According to a report in the Philadelphia Inquirer, a federal Court has ruled that a Pennsylvania School District did not violate the free speech rights of a teacher when it took adverse action against her for comments made on a personal blog.
Natalie Munroe, a teacher in the Central Bucks School District, maintained a personal blog on which she referred to her students as “frightfully dim,” “utterly loathsome,” and “whiny.” Although she didn’t mention any students by name and even tried to take steps to write anonymously, the District discovered the posts in 2012 and disciplined her. She sued the District, claiming that she had a first amendment right to the speech since it was done outside of work.

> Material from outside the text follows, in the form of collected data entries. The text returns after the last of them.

Issue #3352, opened 2017-03-27
Edit(file) opens file in Notepad


MikhailArkhipov:
Should be opening inside VS like View does.

![image](https://cloud.githubusercontent.com/assets/12820357/24372803/07108bf0-12e4-11e7-918d-4cf081788171.png)

MikhailArkhipov:
Correct command `edit(file = "./script.R")`

MikhailArkhipov:
Implemented, but change is fairly big although does not touch other areas, just plumbing up new command override.

MikhailArkhipov:
The implementation opens in the editor. VS UI is fully available but REPL is blocked since `edit` must return value (contents of the editor). REPL is unblocked when editor tab is closed. RStudio opens modal dialog, but  this is not something VS normally would do. Need testing since operation on RTVS UI may deadlock as REPL is blocked on the editor...

MikhailArkhipov:
https://github.com/Microsoft/RTVS/commit/740694ef3fa7d1ad53f94d00872eac58e99f6f4c

PR #3362, opened 2017-03-29
#3352 Edit(file) opens file in Notepad 

MikhailArkhipov:
Special thanks to @AlexanderSher 
Reported at http://www.codinggeekette.com/why-does-rtvs-open-notepad

Implement override for `edit` command to open internal VS editor. REPL is blocked but VS UI is available for editing code in the regular editor. Tested cancellation, closing VS while command is in progress, resetting REPL. Package manager and VE are blocked until REPL is released.


src/Host/Client/Impl/rtvs/R/overrides.R
```diff
@@ -54,6 +54,20 @@ show_file <- function(files, header, title, delete.file) {
...
+# Override for edit(...). Opens file in VS editor and blocks until the file is closed.
+edit_file <- function(name, file, title) {
+    if(!is.null(name) && is.function(name)) {
+        source <- send_request_and_get_response("?EditFile", paste0(deparse(name), collapse = '\n'), NULL);
+        parsed <- try(eval.parent(parse(text = source)));
+        return(parsed);
+    } else if(!is.null(file)) {
+        send_request_and_get_response("?EditFile", NULL, file);
+    } else {
+        utils:::edit(name, file, title);
```
int19h: No need for triple colon, it's public, so double works.

src/Host/Client/Impl/rtvs/R/overrides.R
```diff
@@ -54,6 +54,20 @@ show_file <- function(files, header, title, delete.file) {
...
 
+
+# Override for edit(...). Opens file in VS editor and blocks until the file is closed.
+edit_file <- function(name, file, title) {
+    if(!is.null(name) && is.function(name)) {
+        source <- send_request_and_get_response("?EditFile", paste0(deparse(name), collapse = '\n'), NULL);
+        parsed <- try(eval.parent(parse(text = source)));
+        return(parsed);
+    } else if(!is.null(file)) {
+        send_request_and_get_response("?EditFile", NULL, file);
```
int19h: This will implicitly return the result of this function, whereas if I understand correctly it should really be `NULL`. Needs an explicit `return`.

src/Host/Client/Impl/rtvs/R/overrides.R
int19h: Actually, isn't this recursive now? `edit()` will eventually invoke `options('editor')`, which is this function. If this function then invokes `edit()` again, it's just going to loop.

int19h: In fact, this function should only be called on objects that are functions. On everything else, `edit()` just goes directly to the built-in editor. Here's what `edit.default` looks like:
```r
function (name = NULL, file = "", title = NULL, editor = getOption("editor"), ...) 
{
    if (is.null(title)) 
        title <- deparse(substitute(name))
    if (is.function(editor)) 
        invisible(editor(name = name, file = file, title = title))
    else .External2(C_edit, name, file, title, editor)
}
```

int19h: So I think the third branch is one of those "it should never happen" cases, and it is safe to just return `NULL` from it and do nothing.

src/Host/Client/Impl/rtvs/R/overrides.R
int19h: I think `edit` will handle that part, `editor` is just supposed to return the new content of it.

int19h: Although no, you're right, it needs to eval it as an expression and return the value. If you use different variable names in REPL and in the file, you'll see that variables set in the file do not escape. What escapes is the result (because assignment is an operator, and returns the assigned value).

src/Host/Client/Impl/rtvs/R/overrides.R
MikhailArkhipov: For whatever reason it works as intended...

image

MikhailArkhipov: Folks want files opened on VS too

---
In reply to: [108759364](https://github.com/Microsoft/RTVS/pull/3362#discussion_r108759364) [](ancestors = 108759364)

int19h: It will work on dataframes, because `edit` is actually an S3 method, and it has overload specifically for datraframes. What I posted above is `edit.default`, which is for everything else. Try doing something like `edit(123)`.

MikhailArkhipov: Currently, nothing. RGui opens scratch file with said content. We could do the same.

int19h: That's because when it's a number, it doesn't even hit our `editor` function. That's what I meant when I said that the third branch is a it-never-happens case. We shouldn't be trying to call `utils::edit` in it - if it *does* actually ever get invoked, that would be wrong (recursion), and if it doesn't, then that code doesn't do anything useful (but implies that it does).

src/Host/Client/Impl/rtvs/R/overrides.R
```diff
@@ -54,18 +54,29 @@ show_file <- function(files, header, title, delete.file) {
...
-    } else {
-        utils:::edit(name, file, title);
+    } else if(!is.null(file) && is.character(file) && file != "") {
+        source <- send_request_and_get_response("?EditFile", NULL, file);
+    }
+    if(!is.null(source)) {
+        result <- try(eval.parent(parse(text = source)));
+        return(result);
+    }
+    editor <- getOption("externalEditor");
```
int19h: Why do we need any of this? If we got here, it was neither `edit(func)` nor `edit(file=...)`. We should just bail out. Or is there some case you were hitting when the input was something else, and we do end up in this function anyway?

src/Host/Client/Impl/rtvs/R/overrides.R
```diff
@@ -54,18 +54,29 @@ show_file <- function(files, header, title, delete.file) {
...
+    source <- NULL;
+    if(is.function(name)) {
         source <- send_request_and_get_response("?EditFile", paste0(deparse(name), collapse = '\n'), NULL);
-        parsed <- try(eval.parent(parse(text = source)));
-        return(parsed);
-    } else if(!is.null(file)) {
-        send_request_and_get_response("?EditFile", NULL, file);
-    } else {
-        utils:::edit(name, file, title);
+    } else if(!is.null(file) && is.character(file) && file != "") {
```
int19h: `!identical(file, "")`

(since it can be a vector of more than one name, in which case using `!=` will give you a vector of booleans)

src/Host/Client/Impl/rtvs/R/overrides.R
MikhailArkhipov: Yes. It does call use back on editor(123). We are overriding editor and need to pass something to External2. It does not accepts nulls or missing arguments. I don't want to blindly pass 'notepad', perhaps user will want to provide something different via externalEditor option.

---
In reply to: [108814244](https://github.com/Microsoft/RTVS/pull/3362#discussion_r108814244) [](ancestors = 108814244)

MikhailArkhipov: FYI CF comments do not appear on GH

---
In reply to: [108815251](https://github.com/Microsoft/RTVS/pull/3362#discussion_r108815251) [](ancestors = 108815251,108814244)

src/Host/Client/Impl/rtvs/R/overrides.R
MikhailArkhipov: OK.

---
In reply to: [108814768](https://github.com/Microsoft/RTVS/pull/3362#discussion_r108814768) [](ancestors = 108814768)

int19h:
👍

Issue #3371, opened 2017-03-31
Active startup project is calculated incorrectly


MikhailArkhipov:
1. Create solution
2. Add another R project
3. Set second one as active
4. F5

No matter what you do always first project runs. Looks like code always takes first project...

The federal court disagreed with Ms. Munroe, acknowledging that although public employees do have some free speech protection, the protection is not unlimited. Although there have only been a handful of cases like this, involving public employee speech online, Courts have addressed free speech issues like this for several decades, making clear that public employers do not violate the Constitutional free speech rights of employees by disciplining them for speech that is not on a matter of public concern. Here, the Court pointed out that criticizing students online is so disruptive, and of such little value to public discourse, that the District’s action cannot be said to violate any free speech rights.
An appeal was promised by the teacher, but that will be a very uphill battle for her. As should be intuitive, public employees should be careful about what they post online, while public employers should consult counsel before acting with respect to employee social media activity.